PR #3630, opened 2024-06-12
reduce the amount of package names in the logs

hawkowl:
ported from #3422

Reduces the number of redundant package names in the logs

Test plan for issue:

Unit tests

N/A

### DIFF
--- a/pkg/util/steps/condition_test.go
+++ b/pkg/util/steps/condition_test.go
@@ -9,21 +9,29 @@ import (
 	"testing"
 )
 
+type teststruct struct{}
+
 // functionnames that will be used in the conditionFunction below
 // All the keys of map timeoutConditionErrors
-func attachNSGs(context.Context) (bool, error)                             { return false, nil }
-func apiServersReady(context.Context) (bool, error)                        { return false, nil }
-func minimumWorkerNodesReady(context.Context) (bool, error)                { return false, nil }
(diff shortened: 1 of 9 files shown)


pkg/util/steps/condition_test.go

= = = = =

Activity :: Lines with "util": copy every one of them from the listing above.

Output for this task ::
--- a/pkg/util/steps/condition_test.go
+++ b/pkg/util/steps/condition_test.go
pkg/util/steps/condition_test.go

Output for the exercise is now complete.